The rest of the stack remains:
- Simple WordPress blog:
- Deployed by Composer
- With a few small plugins I wrote for performance tuning and integration with the Location Service and Mapbox.
- New: I moved what few videos I have over to Stream, locked the staging environment behind Access, turned on bot blocking, and activated APO — beyond overkill for the size of my audience but surprisingly fast.
- Future?
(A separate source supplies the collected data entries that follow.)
PR #785, opened 2020-02-28
Refacotr Processor

yykamei:
This is just a refactoring. These changes are included.

* Remove `ci_section_root_dir`
* Rename `build_field_reference_from_path` to `config_field_path`
* Always run `push_dir` in `push_root_dir`
* Always check the directory existence in `check_root_dir_exist`
  even though the `root_dir` is not specified

### DIFF
--- a/lib/runners/processor.rb
+++ b/lib/runners/processor.rb
@@ -85,38 +85,20 @@ module Runners
       config.content.dig(:linter, self.class.ci_config_section_name.to_sym) || {}
     end
 
-    def ci_section_root_dir
-      ci_section[:root_dir]
-    end
-
     def check_root_dir_exist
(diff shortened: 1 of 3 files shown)


lib/runners/processor.rb
```diff
@@ -85,38 +85,20 @@ def ci_section
...
     end
 
     def push_root_dir(&block)
-      root_dir = ci_section_root_dir
-      if root_dir
-        push_dir(working_dir + root_dir, &block)
-      else
-        yield
-      end
+      push_dir(root_dir, &block)
```
yykamei: I believe it's safe to always run `push_dir` even though the `root_dir` is the same as `working_dir`.

PR #787, opened 2020-02-28
Support LanguageTool

### LINKED ISSUE #725: Support LanguageTool
## Information

- Website: https://languagetool.org/
- Source code: https://github.com/languagetool-org/languagetool
- Language: Natural languages. E.g. English, French, German, Polish, Russian, etc.

## Why do you need the tool?

I think that checking style and grammar is useful for most users.

## Additional context

Written in Java.

## See also

None.

mpls104:
Fix #725

- [x] Write a [document](https://github.com/sider/sider-docs) for the new runner. PR sider/sider-docs#357


ybiquitous:
@mpls104 We've migrated CircleCI to GitHub Actions and introduced [`analyzers.yml`](https://github.com/sider/runners/blob/master/analyzers.yml).

Please rebase the master branch and fix them (I updated this PR description). 🙏

mpls104:
# Language Tool

## Done
- Created Dockerfile to run smoke test so far.
- Set default language to `en-US` since without specifying country, detection for misspelling will not work.

## Remains problems
- When specifying multiple files, language tool returns invalid json.
- Somehow, target file is emiited on stderr, so it's needed to extracted.
- Recursive option can only be specified when targe is directory.
- 

## wiki
[Tips and Tricks - LanguageTool Wiki](http://wiki.languagetool.org/tips-and-tricks)

## Not yet
- [ ] Tackle remains problems
- [ ] Refactor Dockerfile
- [ ] Add required option
- [ ] Add test pattern
- [ ] 


## Options
```
    " Available options:\n" +
    "  -r, --recursive          work recursively on directory, not on a single file\n" +
    "  -c, --encoding ENC       character set of the input text, e.g. utf-8 or latin1\n" +
    "  -b                       assume that a single line break marks the end of a paragraph\n" +
    "  -l, --language LANG      the language code of the text, e.g. en for English, en-GB for British English\n" +
    "  --list                   print all available languages and exit\n" +
    "  -adl, --autoDetect       auto-detect the language of the input text - note this will not detect\n" +
    "                           variants like 'English (US)', so you will not get spell checking for\n" +
    "                           languages with variants\n" +
    "  -m, --mothertongue LANG  the language code of your first language, used to activate false-friend checking\n" +
    "  -d, --disable RULES      a comma-separated list of rule ids to be disabled (use no spaces between ids)\n" +
    "  -e, --enable RULES       a comma-separated list of rule ids to be enabled (use no spaces between ids)\n" +
    "  -eo, --enabledonly       disable all rules except those enabled explicitly in -e\n" +
    "  --enablecategories CAT   a comma-separated list of category ids to be enabled (use no spaces between ids)\n" +
    "  --disablecategories CAT  a comma-separated list of category ids to be disabled (use no spaces between ids)\n" +
    "  -t, --taggeronly         don't check, but only print text analysis (sentences, part-of-speech tags)\n" +
    "  -u, --list-unknown       also print a summary of words from the input that LanguageTool doesn't know\n" +
    "  -b2, --bitext            check bilingual texts with a tab-separated input file,\n" +
    "                           see http://languagetool.wikidot.com/checking-translations-bilingual-texts\n" +
    "  --api                    print results as XML (deprecated, please use --json or the JSON API in server mode)\n" +
    "  --json                   print results as JSON\n" +
    "  -p, --profile            print performance measurements\n" +
    "  -v, --verbose            print text analysis (sentences, part-of-speech tags) to STDERR\n" +
    "  --version                print LanguageTool version number and exit\n" +
    "  -a, --apply              automatically apply suggestions if available, printing result to STDOUT\n" +
    "                           NOTE: only use with very robust rules, as this will otherwise introduce new errors\n" +
    "  --rulefile FILE          use an additional grammar file; if the filename contains a known language code,\n" +
    "                           it is used in addition of standard rules\n" +
    "  --falsefriends FILE      use external false friend file to be used along with the built-in rules\n" +
    "  --bitextrules  FILE      use external bitext XML rule file (useful only in bitext mode)\n" +
    "  --languagemodel DIR      a directory with e.g. 'en' sub directory (i.e. a language code) that contains\n" +
    "                           '1grams'...'3grams' sub directories with Lucene indexes with\n" +
    "                           ngram occurrence counts; activates the confusion rule if supported\n" +
    "  --word2vecmodel DIR      a directory with e.g. 'en' sub directory (i.e. a language code) that contains\n" +
    "                           final_embeddings.txt and dictionary.txt; activates neural network based rules\n" +
    "  --neuralnetworkmodel DIR a base directory for various saved neural network models\n" +
    "  --fasttextmodel FILE     fasttext language detection model (optional), see https://fasttext.cc/docs/en/language-identification.html\n" +
    "  --fasttextbinary FILE    fasttext executable (optional), see https://fasttext.cc/docs/en/support.html\n" +
    "  --xmlfilter              remove XML/HTML elements from input before checking (deprecated)\n" +
    "  --line-by-line           work on file line by line (for development, e.g. inside an IDE)\n" +
    "'>"},

```

ybiquitous:
LanguageTool doesn't support any markup languages e.g. Markdown, HTML, etc.:
https://github.com/languagetool-org/languagetool/issues/445

So, we decide to support only `.txt` files except for `requirements.txt` and `robots.txt` because analyzing markup files can produce too many false positives.

But we also provide the options to change `.txt` to `.md` or `.html`, so users can analyze their Markdown or HTML files as they want.

This PR is ready to review. But I'm writing a document on sider/sider-docs to understand this runner well.

lib/runners/processor/languagetool.rb
```diff
@@ -0,0 +1,183 @@
...
+          next if matches.empty?
+
+          # NOTE: Line numbers are not output to JSON, so we need to calculate them by ourselves.
+          offset_ranges = offset_ranges_per_line(File.readlines(filepath, encoding: config_encoding))
+          relative_file = relative_path(filepath)
+
+          matches.each do |match|
+            offset = Integer(match.fetch(:offset))
+            line_index = offset_ranges.find_index { |range| range.include?(offset) } or
+              raise "Not found line number from the offset #{offset}: ranges=#{offset_ranges}, file=#{relative_file}"
```
yykamei, line 144: `offset_ranges` is a little tricky for me. I wonder if we could define a class which is responsible for handling the offset like this:

```ruby
    class OffsetHandler
      def initialize(filepath, encoding)
        @filepath = filepath
        @encoding = encoding
      end

      def line_by(offset)
        offset_ranges.find_index { |range| range.include?(offset) }&.then { |v| v + 1 } or
          raise "Not found line number from the offset #{offset}: ranges=#{offset_ranges}, file=#{@filepath}"
      end

      private

      def offset_ranges
        @offset_ranges ||=
          begin
            start = 0
            File.readlines(@filepath, encoding: @encoding).map do |line|
              last = start + line.size
              (start...last).tap { start = last }
            end
          end
      end
    end
```

lib/runners/processor/languagetool.rb
```diff
@@ -0,0 +1,183 @@
...
+          target: string?,
+          ext: array?(string),
+          exclude: array?(string),
+          language: string?,
+          encoding: string?,
+          disable: array?(string),
+          enable: array?(string),
+          enabled_only: boolean?,
+          disable_categories: array?(string),
+          enable_categories: array?(string),
```
yykamei, line 17: I realize that containing underscore is better in terms of name conventions, but it would be good to follow the original option name `--enabledonly` because of the consistency. Other analyzers, such as ESLint, is following the original option name like `--ignore-path`.

ybiquitous:
> I'm curious about what happens in a smoke test when the option `disable` and `enabled_only` are set at the same time.

`disable` is a typo of `enalbe`? Because `enable` and `enable_categories` does not work as we expect unless `enabled_only`, right?

lib/runners/processor/languagetool.rb
ybiquitous: Yes, we could do it of course, but honestly, it looks the solution is excessive for this case... 🤔

lib/runners/processor/languagetool.rb
ybiquitous: I think that using a pattern like `enabled-only` instead of `enabled_only` may rather make users confusing. Because `--enabled-only` is incorrect and `--enabledonly` is correct.

We have already used the pattern like `root_dir` or `npm_install` for our own options, so I think `enabled_only` does not break the consistency.

ybiquitous: Here is another solution: supporting both patterns like `enabled-only:` and `enabled_only:`

ybiquitous:
@yykamei Thanks for your review! 😄 

I've written the document that may help you review:

https://github.com/sider/sider-docs/pull/357
https://deploy-preview-357--sider-docs.netlify.app/tools/others/languagetool

lib/runners/processor/languagetool.rb
yykamei: The "consistency" is something among analyzers. 

|              |Original Option | Runners Option  | Following original? |
| -------------|----------------|-----------------|---------------------|
| ESLint       | --ignore-path  | "ignore-path"   | Yes                 |
| LanguageTool | --enabledonly  | enabled_only    | No                  |

ESLint follows the original option, but LanguageTool does not. Isn't it consistent?

lib/runners/processor/languagetool.rb
yykamei: OK, I understood. Keep as it is.

yykamei:
> `disable` is a typo of `enalbe`? Because `enable` and `enable_categories` does not work as we expect unless `enabled_only`, right?

No, I read [this](https://github.com/languagetool-org/languagetool/blob/8aadacce1163083d5ef894b07978599ee27b35c6/languagetool-commandline/src/main/java/org/languagetool/commandline/CommandLineParser.java#L65) code, and I wonder something will happen when both options are set. In this case, we should return `Failure` instead of `Error`.

lib/runners/processor/languagetool.rb
ybiquitous: OK, what about an `enabledonly` pattern from the original?

I think the original pattern is easy to make typos, but it can keep the consistency.

ybiquitous:
Make sense. I will change the implementation and add a smoke test case. 👍

lib/runners/processor/languagetool.rb
ybiquitous: Users may look the following error message:

> You cannot specify both disabled rules and enabledonly

So, I think better to use `enabledonly` instead of `enabled_only` or `enabled-only`. What do you think?

yykamei: > I think the original pattern is easy to make typos

I agree with it. If the LanguageTool users aren't confused, `enabled_only` is better. Do they get confused? If not, I like `enabled_only`.

yykamei: > > You cannot specify both disabled rules and enabledonly
> 
> So, I think better to use `enabledonly` instead of `enabled_only` or `enabled-only`. What do you think?

Oh, I see. The error message contains `enabledonly`, right? If so, `enabledonly` is good.

ybiquitous: Yes, you teached it to me:

https://github.com/languagetool-org/languagetool/blob/8aadacce1163083d5ef894b07978599ee27b35c6/languagetool-commandline/src/main/java/org/languagetool/commandline/CommandLineParser.java#L65

```java
throw new IllegalArgumentException("You cannot specify both disabled rules and enabledonly");
```

I will fix the option names. Thanks!

ybiquitous:
I've addressed all the reviews. Could you please re-review? @yykamei

ybiquitous:
@yykamei Thanks for your review!

@mpls104 Thanks for your contribution!

It's a hard task. 😅 🎉

PR #798, opened 2020-03-02
Remove specified files via the `ignore` option

### LINKED ISSUE #760: Port the "ignore" feature to Runners
Currently, Sider removes the specified files/directories if users set the ["ignore" option](https://help.sider.review/getting-started/custom-configuration#ignore-option) in `sider.yml`.
Now, we are internally migrating to a new analysis system, and it expects Runners to remove those files.

I'm going to remove files here:

https://github.com/sider/runners/blob/f043b545358d710209f3eed3d2dc508825d813d9/lib/runners/workspace.rb#L48

yykamei:
Resolve #760


lib/runners/harness.rb
```diff
@@ -91,5 +92,15 @@ def handle_error(exn)
         trace_writer.error "#{exn.message} (#{exn.class})"
       end
     end
+
+    def remove_ignored_files(config)
+      globs = Array(config.content[:ignore])
```
ybiquitous: [question] Can we use `Config#ignore` here?

https://github.com/sider/runners/blob/4df6d6165e94be005a6a229c2659843487d1323f/lib/runners/config.rb#L32-L34

yykamei: Oh, I forgot the method (This is the one I created for the patch 👻).

test/harness_test.rb
```diff
@@ -203,6 +203,69 @@ def analyze(changes)
...
+    end
+
+    with_working_dir do |working_dir|
+      (working_dir / "sider.yml").write(<<~YAML)
+        ignore:
+          - examples/**/out
+          - test/**/out*
+          - "**/.idea"
+          - "*.log"
+      YAML
```
ybiquitous: [question] For example, Is `.pdf` value supported? Is this document incorrect?

https://help.sider.review/getting-started/custom-configuration#ignore-option

lib/runners/harness.rb
```diff
@@ -91,5 +92,15 @@ def handle_error(exn)
...
+      return if globs.empty?
+
+      trace_writer.header("Deleting specified files via the `ignore` option: #{globs.join(', ')}")
+      list = globs.flat_map { |g| Dir[working_dir / g] }
+      message = list.map { |l| Pathname(l).relative_path_from(working_dir) }.join("\n")
+      trace_writer.message(message) { FileUtils.rm_rf(list) }
```
ybiquitous: What about the following simple solution?

```suggestion
      trace_writer.message "Deleting files via the `ignore` option..." do
        FileUtils.rm_rf globs
        trace_writer.message globs.join("\n")
      end
```

- `trace_writer.header` looks better to me if under "Setting up source code".

image

ybiquitous: Sorry, the following is correct 🙏 

```suggestion
      trace_writer.message "Deleting files via the `ignore` option..." do
        files = Pathname(working_dir).glob(globs)
        FileUtils.rm_rf files
        trace_writer.message files.map { |f| f.relative_path_from(working_dir) }.join("\n")
      end
```

test/harness_test.rb
yykamei: Yes, the document is wrong. I updated with sider/sider-docs#313.

ybiquitous:
We are currently using **gitignore(5)**, but this change changes it to **glob** format.
So the following will be breaking:

```yaml
ignore:
  - "*.pdf"
```

* **gitignore(5)** - ignores **recursively** files with the `.pdf` extension
* **glob** - ignores files **only** direct under the root directory

yykamei:
Yes, are there any good alternatives?

ybiquitous:
I'm not sure about alternatives...

ybiquitous:
Can we use this? https://git-scm.com/docs/git-check-ignore

lib/runners/harness.rb
yykamei: Fixed with 944b7df

sig/polyfill.rbi
```diff
@@ -82,11 +82,13 @@ class FileUtils
   def self.install: (String, String, ?any) -> void
   def self.copy_entry: (any, any) -> void
   def self.remove_entry: (String|Pathname, ?bool) -> void
+  def self.rm_rf: (Array<String>) -> void
 end
 
 class Dir
   def self.mktmpdir: <'a> { (String) -> 'a } -> 'a
                    | () -> String
+  def self.[]: (*(String | Pathname)) -> Array<String>
```
ybiquitous: [question] Is this unneeded?

```suggestion
```

yykamei: Yes, it's not necessary, but do I have to remove it?

ybiquitous: As you want. 😉

yykamei: OK, I now remember the migration to Steep 0.14 is WIP. I should remove it for the task.

yykamei:
To use git-check-ignore(1), Runners must configure Git in the working directory.

```ruby
capture3!("git", "init")
(working_dir / ".gitignore").write(ignore)
stdout, = capture3!("git", "check-ignore", *Dir["**/*"])
FileUtils.rm_rf(stdout.lines(chomp: true))
```

This overwrites the file `.gitignore`, but it looks good.
In the first place, users don't have to write `sider.yml` if they have `.gitignore`...

ybiquitous:
> In the first place, users don't have to write `sider.yml` if they have `.gitignore`...

What do you mean? For example, if a user has committed `foo.pdf`, the user should write `sider.yml` with `ignore: [".pdf"]`?

yykamei:
OK, I was wrong. Forget about that.

What do you think about [this](https://github.com/sider/runners/pull/798#issuecomment-593223724) approach?

ybiquitous:
Looks good! 👍

yykamei:
@ybiquitous I updated this PR to use git-check-ignore(1), would you please review it when you have time?

lib/runners/harness.rb
```diff
@@ -91,5 +94,33 @@ def handle_error(exn)
         trace_writer.error "#{exn.message} (#{exn.class})"
       end
     end
+
+    def remove_ignored_files(config)
+      ignores = config.ignore
+      return if ignores.empty?
+
+      trace_writer.message("Deleting specified files via the `ignore` option...") do
```
ybiquitous: [IMO] This message implicitly depends on `ignore:` option of `sider.yml`, and we may forget to update if the name will change in the future.

So, what about changing the message like this?

```suggestion
      trace_writer.message("Deleting ignored files...") do
```

lib/runners/harness.rb
```diff
@@ -91,5 +94,33 @@ def handle_error(exn)
...
+    end
+
+    def with_gitignore(ignores)
+      gitignore = (working_dir / ".gitignore")
+
+      backup = gitignore.file? ? gitignore.read : nil
+      gitignore.write(ignores.join("\n"))
+
+      shell = Shell.new(current_dir: working_dir, trace_writer: trace_writer, env_hash: {})
+      shell.capture3!("git", "init")
```
ybiquitous: [suggestion] I'm concerned that `git init` output may be unuseful and make confused users, so what about suppressing as follow?

```suggestion
      shell.capture3!("git", "init", trace_command_line: false, trace_stdout: false)
```

```diff
diff --git a/lib/runners/shell.rb b/lib/runners/shell.rb
index 47db1296..376446b7 100644
--- a/lib/runners/shell.rb
+++ b/lib/runners/shell.rb
@@ -92,13 +92,14 @@ module Runners
 
     def capture3_trace(command, *args, **options)
       # @type var options: any
+      trace_command_line = options.fetch(:trace_command_line, true)
       trace_stdout = options.fetch(:trace_stdout, true)
       trace_stderr = options.fetch(:trace_stderr, true)
       raise_on_failure = options.fetch(:raise_on_failure, false)
       is_success = options.fetch(:is_success) { ->(status) { status.success? } }
 
       command_line = [command] + args
-      trace_writer.command_line(command_line)
+      trace_writer.command_line(command_line) if trace_command_line
 
       Open3.capture3(env_hash, command, *args, { chdir: current_dir.to_s }).tap do |stdout_str, stderr_str, status|
         trace_writer.stdout stdout_str if trace_stdout
```

lib/runners/harness.rb
```diff
@@ -91,5 +94,33 @@ def handle_error(exn)
...
+      stdout, = shell.capture3("git", "check-ignore", *working_dir.glob("**/*", File::FNM_DOTMATCH).map(&:to_s))
```
ybiquitous: [suggestion] What about checking the exit status for safety like this?

```suggestion
      # @see https://git-scm.com/docs/git-check-ignore#_exit_status
      stdout, = shell.capture3!("git", "check-ignore", *working_dir.glob("**/*", File::FNM_DOTMATCH).map(&:to_s), is_success: ->(s) { [0, 1].include?(s.exitstatus) })
```

See https://git-scm.com/docs/git-check-ignore#_exit_status

lib/runners/harness.rb
yykamei: Looks good. I updated with 740f7e7

lib/runners/harness.rb
yykamei: Good. I updated with 9e49f19.

lib/runners/harness.rb
ybiquitous: [suggestion] What about adding `trace_command_line: false, trace_stdout: false` also here?

yykamei: OK, I do it. I think to check whether the exit status is `128` or not seems better.

yykamei: 3ea37cd

ybiquitous: What do you think about https://github.com/sider/runners/pull/798#discussion_r386255007?

yykamei: 66accd5

lib/runners/harness.rb
```diff
@@ -91,5 +94,35 @@ def handle_error(exn)
...
+      gitignore = (working_dir / ".gitignore")
+
+      backup = gitignore.file? ? gitignore.read : nil
+      gitignore.write(ignores.join("\n"))
+
+      shell = Shell.new(current_dir: working_dir, trace_writer: trace_writer, env_hash: {})
+      shell.capture3!("git", "init", trace_command_line: false, trace_stdout: false)
+
+      # @see https://git-scm.com/docs/git-check-ignore#_exit_status
+      stdout, = shell.capture3!("git", "check-ignore", *working_dir.glob("**/*", File::FNM_DOTMATCH).map(&:to_s), trace_command_line: false, trace_stdout: false, is_success: -> (s) { s.exitstatus != 128 })
```
ybiquitous: [suggestion] Can you format the code layout like this? I feel too long line hard to read... 😢 

```suggestion
      stdout, = shell.capture3!(
        "git", "check-ignore", *working_dir.glob("**/*", File::FNM_DOTMATCH).map(&:to_s),
        trace_command_line: false, trace_stdout: false, is_success: -> (s) { s.exitstatus != 128 })
```

lib/runners/harness.rb
```diff
@@ -91,5 +94,35 @@ def handle_error(exn)
...
+    end
+
+    def with_gitignore(ignores)
+      gitignore = (working_dir / ".gitignore")
+
+      backup = gitignore.file? ? gitignore.read : nil
+      gitignore.write(ignores.join("\n"))
+
+      shell = Shell.new(current_dir: working_dir, trace_writer: trace_writer, env_hash: {})
+      shell.capture3!("git", "init", trace_command_line: false, trace_stdout: false)
```
ybiquitous: [question] Will `Workspace::Git` class affect this `git init`?

yykamei: No, because `Workspace::Git` owns its `git_directory` and manages Git information in the directory.

ybiquitous: I see, thanks 👍

lib/runners/shell.rb
```diff
@@ -94,11 +94,12 @@ def capture3_trace(command, *args, **options)
       # @type var options: any
       trace_stdout = options.fetch(:trace_stdout, true)
       trace_stderr = options.fetch(:trace_stderr, true)
+      trace_command_line = options.fetch(:trace_command_line, true)
       raise_on_failure = options.fetch(:raise_on_failure, false)
       is_success = options.fetch(:is_success) { ->(status) { status.success? } }
 
       command_line = [command] + args
-      trace_writer.command_line(command_line)
+      trace_writer.command_line(command_line) if trace_command_line
```
ybiquitous: [suggestion] Sorry, it seems that we need to suppress also `trace_writer.status`. 🤔 

image

What about this? 👇 

```diff
diff --git a/lib/runners/shell.rb b/lib/runners/shell.rb
index 8a4eb7c3..10a00b58 100644
--- a/lib/runners/shell.rb
+++ b/lib/runners/shell.rb
@@ -106,7 +106,7 @@ module Runners
         trace_writer.stderr stderr_str if trace_stderr
 
         if status.exited?
-          trace_writer.status status
+          trace_writer.status status if trace_command_line
         else
           trace_writer.error "Process aborted or coredumped: #{status.inspect}"
         end
```

yykamei: OK

yykamei:
Thank you :pray:

PR #800, opened 2020-03-02
[Refactor] More strict type-check

ybiquitous:
For safety and maintenancibility.

### DIFF
--- a/lib/runners/processor.rb
+++ b/lib/runners/processor.rb
@@ -23,7 +23,7 @@ module Runners
 
       hash = {
         "RUBYOPT" => nil,
-        "GIT_SSH" => git_ssh_path,
+        "GIT_SSH" => git_ssh_path&.to_path,
       }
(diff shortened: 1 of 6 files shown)


lib/runners/processor.rb
```diff
@@ -23,7 +23,7 @@ def initialize(guid:, workspace:, config:, git_ssh_path:, trace_writer:)
 
       hash = {
         "RUBYOPT" => nil,
-        "GIT_SSH" => git_ssh_path,
+        "GIT_SSH" => git_ssh_path&.to_path,
```
ybiquitous: [note] I prefer `#to_path` over `#to_s` because this can clarify the difference with `NilClass#to_s`.

See https://ruby-doc.org/stdlib-2.7.0/libdoc/pathname/rdoc/Pathname.html#method-i-to_path

ybiquitous:
CI passed. It looks no problem.

PR #805, opened 2020-03-03
Aggregate analyzers metadata

ybiquitous:
This aggregates all analyzers' metadata to a YAML file.
By this metadata file, we will be able to make some automation (e.g. an auto-generated README section).

### DIFF
--- a/lib/tasks/bump/analyzers.rb
+++ b/lib/tasks/bump/analyzers.rb
@@ -49,6 +49,7 @@ BumpAnalyzers = Struct.new(
 
   def self.each
     analyzers = YAML.safe_load(Pathname(__dir__).join("../../../analyzers.yml").read, symbolize_names: true).fetch(:analyzers)
+    analyzers.keep_if { |_, meta| meta[:dependabot] == false && !meta[:deprecated]  }
     analyzers.each do |analyzer, meta|
       yield new(
         analyzer: analyzer,
--- a/lib/tasks/bump/analyzers.rb
+++ b/lib/tasks/bump/analyzers.rb
@@ -1,5 +1,6 @@
 require "net/http"
 require "json"
+require "yaml"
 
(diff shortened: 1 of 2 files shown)


ybiquitous:
@yykamei I want to listen to your opinion. 🙏

lib/tasks/bump/analyzers.rb
```diff
@@ -46,20 +47,9 @@ def initialize(response)
...
-    javasee:  { name: "JavaSee", github: "sider/JavaSee" },
-    misspell: { name: "Misspell", github: "client9/misspell" },
-    shellcheck: { name: "ShellCheck", github: "koalaman/shellcheck" },
-    swiftlint: { name: "SwiftLint", github: "realm/SwiftLint" },
-  }.freeze
-
   def self.each
-    ANALYZERS_UNSUPPORTED_BY_DEPENDABOT.each do |analyzer, meta|
+    analyzers = YAML.safe_load(Pathname(__dir__).join("../../../analyzers.yml").read, symbolize_names: true).fetch(:analyzers)
+    analyzers.each do |analyzer, meta|
```
yykamei: Is it OK to walk all analyzers here? Before this patch, only `ANALYZERS_UNSUPPORTED_BY_DEPENDABOT` seemed iterated.

ybiquitous: Oh, my bad. 😖 
I'll fix it soon, thank you!

ybiquitous: Fixed via 98c555f.

ybiquitous:
I think this metadata file can declaratively provide data such as the following `analyzer_name`:

https://github.com/sider/runners/blob/12c1b856673ca560e7ed1ab0c837c925a18977e8/lib/runners/processor.rb#L51-L53

PR #819, opened 2020-03-05
Add raw content of config file to trace

ybiquitous:
This change aims to make it easier for users to tackle a configuration error by themselves.

See also #818

### DIFF
--- a/lib/runners/harness.rb
+++ b/lib/runners/harness.rb
@@ -78,7 +78,11 @@ module Runners
           end
         end
       rescue Config::Error => exn
-        trace_writer.error exn.message
+        trace_writer.error <<~MSG.strip
+          #{exn.message}
+          ---
+          #{exn.raw_content}
+        MSG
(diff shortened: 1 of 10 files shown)


lib/runners/harness.rb
```diff
@@ -78,7 +78,11 @@ def ensure_result
           end
         end
       rescue Config::Error => exn
-        trace_writer.error exn.message
+        trace_writer.error <<~MSG.strip
+          #{exn.message}
+          ---
+          #{exn.raw_content}
+        MSG
```
ybiquitous: For example:

```ruby
{:trace=>"error",
 :message=>
  "The value of the attribute `$.linter.goodcheck.config` in your `sideci.yml` is invalid. Please fix and retry.\n" +
  "---\n" +
  "linter:\n" +
  "  goodcheck:\n" +
  "    config: true",
 :recorded_at=>"2020-03-05T03:10:28.684Z",
 :truncated=>false}
```

PR #825, opened 2020-03-06
Push Docker images with `master` tag

ybiquitous:
It assumes that Docker images with a `master` tag will be used only for development.


ybiquitous:
I will release the next version 0.21.3 for the test after merging this PR.

PR #830, opened 2020-03-06
Do not use base for git-blame(1)

### LINKED ISSUE #828: #range_git_blame_info fails with "fatal: More than one commit to dig from %s and %s?"
This might be a bug of Runners, but I couldn't confirm why it happens and how should I reproduce this problem.

yykamei:
Fix #828

### DIFF
--- a/lib/runners/git_blame_info.rb
+++ b/lib/runners/git_blame_info.rb
@@ -1,10 +1,10 @@
 module Runners
   GitBlameInfo = Struct.new(:commit, :original_line, :final_line, :line_hash, keyword_init: true) do
-    # @param porelain_output [String] The output of git-blame(1) with -p option
+    # @param porcelain_output [String] The output of git-blame(1) with -p option
     # @see https://www.git-scm.com/docs/git-blame#_the_porcelain_format
-    def self.parse(porelain_output)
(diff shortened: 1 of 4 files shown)


lib/runners/git_blame_info.rb
```diff
@@ -1,10 +1,10 @@
...
   GitBlameInfo = Struct.new(:commit, :original_line, :final_line, :line_hash, keyword_init: true) do
-    # @param porelain_output [String] The output of git-blame(1) with -p option
+    # @param porcelain_output [String] The output of git-blame(1) with -p option
     # @see https://www.git-scm.com/docs/git-blame#_the_porcelain_format
-    def self.parse(porelain_output)
-      headers = porelain_output.scan(/^([a-z0-9]{40}) (\d+) (\d+)/)
-      contents = porelain_output.scan(/^\t(.*)$/).flatten
+    def self.parse(porcelain_output)
+      headers = porcelain_output.scan(/^([a-z0-9]{40}) (\d+) (\d+)/)
+      contents = porcelain_output.scan(/^\t(.*)$/).flatten
```
yykamei: Typo :keyboard:

PR #1916, opened 2021-01-08
Do not use `--no-default-rc` flag for `yarn`

ybiquitous:

This change aims to fix a bug about the `--no-default-rc` flag of Yarn (introduced with #1876).

If using `--no-default-rc`, Yarn ignores any auto tokens in `.yarnrc` or `.npmrc` files.
This means that we **cannot install private packages** via auth tokens like FontAwesome.

```console
$ yarn --help | grep no-default-rc
    --no-default-rc                     prevent Yarn from automatically detecting yarnrc and npmrc files
```

Thus, this change moves yarnrc files temporarily instead of using `--no-default-rc`.

Related to #1876

> Check the following.


ybiquitous:
Here are the smoke test cases about yarnrc:

https://github.com/sider/runners/blob/27da66ffbb490d31405e5a0354bc9d4f4ae6ce17/test/smokes/eslint/expectations.rb#L491-L503

yykamei (approved):

ybiquitous:
@yykamei Thanks for the review 👍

With Tunnels, I could garage the blog onto an old computer in my apartment when we’re not on the road (i.e. when even fewer people read it), which would make it free…
- Frontend maps with Mapbox GL JS and designed in Mapbox Studio.
- I can write short posts via email sent from our emergency satellite beacon.
- And we’re still using my Magic Roadtrip Planning Spreadsheet, Google My Maps, and Caltopo for scheming.

So it’s that time again?
Yup. This project only gets love when we’re fixin’ to set off on an adventure. Thanks to these continued “unprecedented times,” the used car market is facing significant inflation. Who knew that if I’d held onto that little Celica a while longer, I could have turned a profit on it?! So we’ve tabled whatever Great Roadtrip #4 will be for a while.

Instead, we’re going to do a Greatest Hits from the Southwest Offroadtrip this October with our usual loadout: Xterra the Younger and his friends, George’s Jeep Renegade and Evan’s Land Rover Discovery. The latter returning to its proving grounds, as it was purchased originally for that trip and seen here with the 4Runner I still miss.

Disclaimer: I am a Cloudflare employee and built this as a way to kick some tires on our product line, some of which is made available to me for free — although the Free Plan would cover everything but my use of Stream and APO. This is not an endorsement of our wacky hobbies, nor is it product documentation or security guidance.